PR #642, opened 2026-01-14
Use Name instead of Team for individual leaderboard headers

trevnels-cs:
image


cjones-cs (approved):
Approving this since it works and we should get this out asap. We should follow up on putting isTeam as a virtual field in swr since we use it in so many places

PR #646, opened 2026-01-15
Add self restarts for workstations

RayofLightz:
Does two main things of importance
1. Gives users the ability to restart their own workstation
2. Adds a redis lock for starting/restarting/deleting/recycling workspaces

### DIFF
--- a/backend/ng/containers/models/IndvidualContainer.py
+++ b/backend/ng/containers/models/IndvidualContainer.py
@@ -39,39 +39,42 @@ class IndvidualContainer(db.Model):
     def create_indvidual_container(cls, user_id: int, commit: bool = True):
         redis_client = get_redis_client(3)
 
-        lock = redis_lock.Lock(redis_client, cls.render_lock_key(user_id), expire=LOCK_EXPIRE_SECONDS)
-        if lock.acquire(blocking=False):
-            db_exists = cls.query.filter_by(user=user_id).first()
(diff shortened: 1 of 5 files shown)


RayofLightz:
I will say I am thinking about moving the lock acquisition from the db object creator into the actual run_container function. Just because that is more true to where the lock is actually needed and will reduce the need for constantly calling to redis for a lock. As create_indvidual_container gets called each time the vnc forwarder is hit.

backend/ng/containers/models/IndvidualContainer.py
```diff
@@ -181,55 +203,80 @@ def get_current_challenge(self) -> int | None:
...
 
     def stop(self):
-        client = get_client(self.hostip)
-        try:
-            ctr = client.containers.get(self.dockerid)
-            if ctr.status == DOCKER_RUNNING:
-                ctr.stop(timeout=5)
-        except docker.errors.NotFound:
-            pass
+        redis_client = get_redis_client(3)
```
zoecough, line 246: why is it 3

zoecough (approved):

backend/ng/containers/models/IndvidualContainer.py
RayofLightz: The idea is it should be connecting to its own redis "table"

RayofLightz: Idk if its actually doing in practice though

PR #649, opened 2026-01-22
Feature/practice area

cjones-cs:
Add button on existing practice area page to the PC7 event. Updates disclosure language.
**Link is to the admin portal's Practice Area event. Id = 7**

Fix admin event description direction. Add Save button to top button control for edits

### DIFF
--- a/frontend/src/routes/admin/events/SidebarTabs/EventDetailsTab.tsx
+++ b/frontend/src/routes/admin/events/SidebarTabs/EventDetailsTab.tsx
@@ -196,7 +196,7 @@ export default function EventDetailsTab({ event }: { event: Event }) {
 
           <DataList.Item>
             <DataList.Label>Description</DataList.Label>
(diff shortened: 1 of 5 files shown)


frontend/src/routes/admin/events/SidebarTabs/EventDetailsTab.tsx
```diff
@@ -198,7 +196,7 @@ export default function EventDetailsTab({ event }: { event: Event }) {
 
           <DataList.Item>
             <DataList.Label>Description</DataList.Label>
-            <DataList.Value>
+            <DataList.Value className="flex-col">
```
trevnels-cs: It looks like radix adds a blank ::before element to this that throws off the flex alignment:

Image

Consider adding something like `before:hidden` on the className here to get rid of the extra line

trevnels-cs (approved):

PR #656, opened 2026-01-29
Event practice mode flag

trevnels-cs:
Adds a `practice` boolean for events, which:
- Automatically registers & starts users when they visit a practice event page, with team names as `practice-{uuid}`
- Hides registration/name/leave controls from the event.
- Hides event status badge.
- Hides the leaderboard and feedback tabs from the event overview.
- Hides the event from the Events page listing.

The Practice page's "PC7 Practice Area" link also now points to the first event with the practice flag set. In the future, this page could be updated to handle multiple practice areas as well.

Also includes a fix for admin panel layout to ensure the long auto-generated team names don't overflow action buttons off the screen.

When deploying to staging/production, the events db table will need the practice boolean column added, and existing practice areas will need the practice flag set to true.

### DIFF
--- a/backend/ng/event/controllers/user/join_event_controller.py
+++ b/backend/ng/event/controllers/user/join_event_controller.py
@@ -1,5 +1,7 @@
+from uuid import uuid4
 from CTFd.models import db
 
+from ....core.utils import utc_now
 from ....core import NotFoundError, ValidationError
 from ....team.models.Team import Team
 from ....event.models.Demographic import Demographic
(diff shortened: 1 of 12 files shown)


trevnels-cs:
Another thought - do we want to hide practice event(s) from the main dashboard, have a separate section on the page for it, or just have a link to /practice?

fpayer (approved):

fpayer:
We should check with CISA on that

cjones-cs (approved):

trevnels-cs:
Will go ahead and merge this, I can make the dashboard update in a subsequent PR once we have info about the expected dashboard behavior

PR #659, opened 2026-02-04
Added a build stage to the docker image for faster builds

fpayer:


dockerfiles/ctfd.Dockerfile
```diff
@@ -1,71 +1,91 @@
...
+# Install only runtime dependencies
+RUN apt-get update \
+  && apt-get install -y --no-install-recommends \
+  libffi8 \
+  libssl3 \
   procps \
   net-tools \
   curl \
   supervisor
+RUN rm -rf /var/lib/apt/lists/*
```
RayofLightz: Is there a reason you are rm-ing the apt lists?

RayofLightz (approved):
The only thing I can think of is we might need the build deps in the main thing as well since we install deps when the auto restart is triggered

dockerfiles/ctfd.Dockerfile
fpayer: To reduce image size, but it feels like overkill. I'm gonna remove

fpayer:
Added

PR #660, opened 2026-02-04
Optimize query for support ticket listing

fpayer:


backend/ng/support/models/Ticket.py
```diff
@@ -421,18 +423,18 @@ def find_filtered_tickets(
...
+        # Optimized eager loading with selectinload for collections
+        query = query.options(
+            joinedload(cls.author),
+            joinedload(cls.assigned_user),
+            joinedload(cls.event),
+            joinedload(cls.team),
+            joinedload(cls.challenge),
+            selectinload(cls.messages),
+            selectinload(cls.tags)
+        ).order_by(cls.last_updated.desc())
```
RayofLightz, line 435: Just want to know what the query time difference is? Since a lot of the joinedloads are One to One select in load could also be faster for those.

RayofLightz (approved):
Looks good

backend/ng/support/models/Ticket.py
RayofLightz: Wait no thats Many to one now that I am looking at the schema more.

fpayer: I loaded the existing prod data into my local workspace. The performance is 2.3 seconds before the change vs 400ms after.

PR #663, opened 2026-03-10
Increase challenge description length to 32k

fpayer:


RayofLightz (approved):
Approved assuming unit tests pass

backend/ng/challenge/models/Challenge.py
```diff
@@ -33,9 +33,9 @@ class Challenge(db.Model):
 
     id: Mapped[int] = db.Column(db.Integer, primary_key=True)
     name: Mapped[str] = db.Column(db.String(MAX_CHALLENGE_NAME_LENGTH), nullable=False)
-    description: Mapped[str] = db.Column(db.String(MAX_CHALLENGE_DESCRIPTION_LENGTH), nullable=True)
+    description: Mapped[str] = db.Column(db.Text, nullable=True)
     icon: Mapped[str] = db.Column(db.String(MAX_CHALLENGE_ICON_LENGTH), nullable=True)
-    summary: Mapped[str] = db.Column(db.String(MAX_CHALLENGE_SUMMARY_LENGTH), nullable=True)
+    summary: Mapped[str] = db.Column(db.Text, nullable=True)
```
RayofLightz: Does summary need updated since its length isn't changing? Its probably best to keep it a VARCHAR if possible. This is mostly a micro optimization as it depends on the db but it looks like depending on the DB text will get stored out of row while VARCHAR gets stored in row.

RayofLightz (approved):
Real quick question that probably doesn't matter all that much

backend/ng/challenge/models/Challenge.py
fpayer: I guess not. Will revert that one

PR #664, opened 2026-03-19
Setup improvments

RayofLightz:
Does a few thing for improving setup stuff
* Adds better docs around the setup script
* Adds docs in the README about changing the systemd config for docker
* Makes certain vendor specific things configurable
* Removes unused config.py values


conf/ctfd/.config.json.default
fpayer, line 1: We should do something similar to what we do with the .env vars. Have a default that gets copied over during `pnpm install`. Otherwise any local modifications are going to be tracked by git.

fpayer (changes requested):

conf/ctfd/.config.json.default
RayofLightz: Good point

conf/nginx/http.conf
fpayer, line 1: Why comment out grafana?

RayofLightz: Good catch that was just for dev for me as at the time my box was running a little low on storage so I wasn't running grafana. I will revert it

fpayer (approved):

PR #666, opened 2026-05-07
Improve challenge search, add tag filtering

trevnels-cs:
Update sorting/filtering on the event page:
- Search bar now uses `minisearch` to index across name, summary, description, and tags for fast searching. I've verified with a few hundred challenges with large metadata and observed no slowdown after applying some optimizations.
- Tags as defined in YAML are used to construct the filter UI. Tags can be clicked to toggle them on and off.
  - Only tags that are present within the current event are listed.
  - The filter panel is collapsed by default on page load to put focus on the challenges - users that want to narrow things down can click the "Filter" button to access it.
  - Tag groups are determined by taxonomy, in YAML this looks like `Taxonomy:Tag`. YAML is the source of truth for capitalization and spacing, the platform itself doesn't normalize or apply semantic meaning to tags to give as much flexibility as possible.
  - Tags/taxonomies are sorted deterministically. This is alphabetical in most cases (including the taxonomy as part of the string), though tags are sorted by frequency in the filter panel for easy access to the most common ones. No special cases exist for custom ordering (again, YAML is the source of truth.)
- Tags are also now listed on the challenge admin panel adjacent to the description. These are listed in full without truncation.

image
image

### DIFF
--- a/frontend/src/routes/events/OverviewTabs/ChallengesTab/ChallengeCard.tsx
+++ b/frontend/src/routes/events/OverviewTabs/ChallengesTab/ChallengeCard.tsx
@@ -1,6 +1,6 @@
 import { COLOR_POSITIVE, COLOR_WARNING, type AccentColor } from '@/constants';
 import type { Challenge, MeChallenge } from '@/types';
-import { prettyPrintTag } from '@/util';
+import { prettyPrintTag, tagComparator } from '@/util';
 import {
   Badge,
   Box,
@@ -50,18 +50,7 @@ function ChallengeCard({
   const inProgress = progress && progress.num_attempts_made > 0 && !complete;
 
   const sortedTags = useMemo(
-    () => [ ...challenge.tags ].sort((a, b) => {
-      // sort tags alphabetically. tags without a taxonomy (:) should go last
-      const aHasTaxonomy = a.includes(':');
-      const bHasTaxonomy = b.includes(':');
-      if (aHasTaxonomy && !bHasTaxonomy) {
-        return -1;
-      }
-      if (!aHasTaxonomy && bHasTaxonomy) {
-        return 1;
-      }
-      return a.localeCompare(b);
-    }),
+    () => [ ...challenge.tags ].sort(tagComparator),
     [ challenge.tags ],
   );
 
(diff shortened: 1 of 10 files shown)


frontend/src/routes/events/OverviewTabs/ChallengesTab/ChallengeCard.tsx
```diff
@@ -57,32 +65,53 @@ export default function ChallengeCard({
...
-              <tb.TbCircleCheckFilled />
-            </Text>
+        <Flex direction="column" gap="3" justify="between" className="h-full">
+          <Box>
+            <Flex direction="row" align="center" gap="1">
+              <Heading size="4" color={color}>
+                <ChallengeIcon icon={challenge?.icon} />
+              </Heading>
+              <Heading size="4" color={color}>{challenge.name}</Heading>
+              <Box flexGrow="1" />
```
cjones-cs, line 76: Does this box do anything? It's self-closing, so I'd imagine it creates vertical space, but wouldn't that also be accomplished with padding/margin classes?

frontend/src/routes/events/OverviewTabs/ChallengesTab/ChallengeCard.tsx
```diff
@@ -57,32 +65,53 @@ export default function ChallengeCard({
...
+              {complete && (
+                <Text size="2" color={color}>
+                  <tb.TbCircleCheckFilled />
```
cjones-cs: I think our standard was to import the specific icon instead of using dot notation

cjones-cs (changes requested):

frontend/src/routes/events/OverviewTabs/ChallengesTab/ChallengeCard.tsx
trevnels-cs: That box fills the horizontal space between the left side of the card header (icon, name), and right side (progress icon). The alternative would be to use `justify='between'` on the flexbox, then wrap the left and right groups in additional Flex elements, but I think I avoided that when this was originally written since it would result in messier markup

frontend/src/routes/events/OverviewTabs/ChallengesTab/ChallengeCard.tsx
trevnels-cs: This file does a full import of `tb` to dynamically pick the progress icon. I added an explicit import for the specific icons that are used in the JSX alongside that

cjones-cs (approved):

PR #667, opened 2026-05-11
Prod secrets manager

zoecough:
Added two secrets in AWS secrets manager - one for the app secrets (pulled from .env.production) that load into the app container side-by-side with the non-secret values in .env.production, and one for the ssl certs that get copied into tmpfs on the nginx container to avoid storing them on disk.

Not sure if `development` is the right target here because there are other changes on it that haven't been promoted to `staging` or `production` yet.

### DIFF
--- a/conf/ctfd/init_secrets.py
+++ b/conf/ctfd/init_secrets.py
@@ -105,8 +105,6 @@ class SecretsManager:
 
 
 if __name__ == "__main__":
-    # Print shell export statements for eval in run_production.sh:
-    #   eval "$(python3 init_secrets.py)"
     import shlex
     sm = SecretsManager()
     secrets = sm.load_secrets()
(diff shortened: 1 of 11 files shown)


fpayer:
I think the sensor will still catch the ssl keys because they are writing to a file on disk. We might need to ask for an exemption for those.

conf/ctfd/init_secrets.py
fpayer, line 1: Where does init_secrets get invoked?

zoecough: oops that was still getting invoked in the submodule i'm moving it out

zoecough:
> I think the sensor will still catch the ssl keys because they are writing to a file on disk. We might need to ask for an exemption for those.

That's fine. I'm writing them to tmpfs so the storage is at least ephemeral.

fpayer:
We also need to put the Okta API key in the secrets manager

fpayer (approved):

PR #676, opened 2026-06-17
user creation script

zoecough:
added nonadmin and bulk user creation functionality and renamed create_admin_user scripts to create_user


fpayer:
Just want to confirm that the password won't end up in cmdline history. It looks like the .sh script  does an interactive prompt for the password and the .py script takes it via the commandline. However, since the .py script is invoked via a Docker exec, that should not leave the password in a history file. Correct?

zoecough:
correct

fpayer (approved):

PR #679, opened 2026-07-06
Change color of notif indicator to red

cjones-cs:
Use standard red color (color-negative) for notifi indicator. It also pulsates to make it more noticeable.


RayofLightz (approved):
You are good to merge this, but let me know if you want to just wait for the notification sound.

**Work required**.
From the data above, output exactly the lines between the one containing "Update sorting/filtering on" and the one containing "- Only tags", counting both of them.

**Response area**.
Update sorting/filtering on the event page:
- Search bar now uses `minisearch` to index across name, summary, description, and tags for fast searching. I've verified with a few hundred challenges with large metadata and observed no slowdown after applying some optimizations.
- Tags as defined in YAML are used to construct the filter UI. Tags can be clicked to toggle them on and off.
  - Only tags that are present within the current event are listed.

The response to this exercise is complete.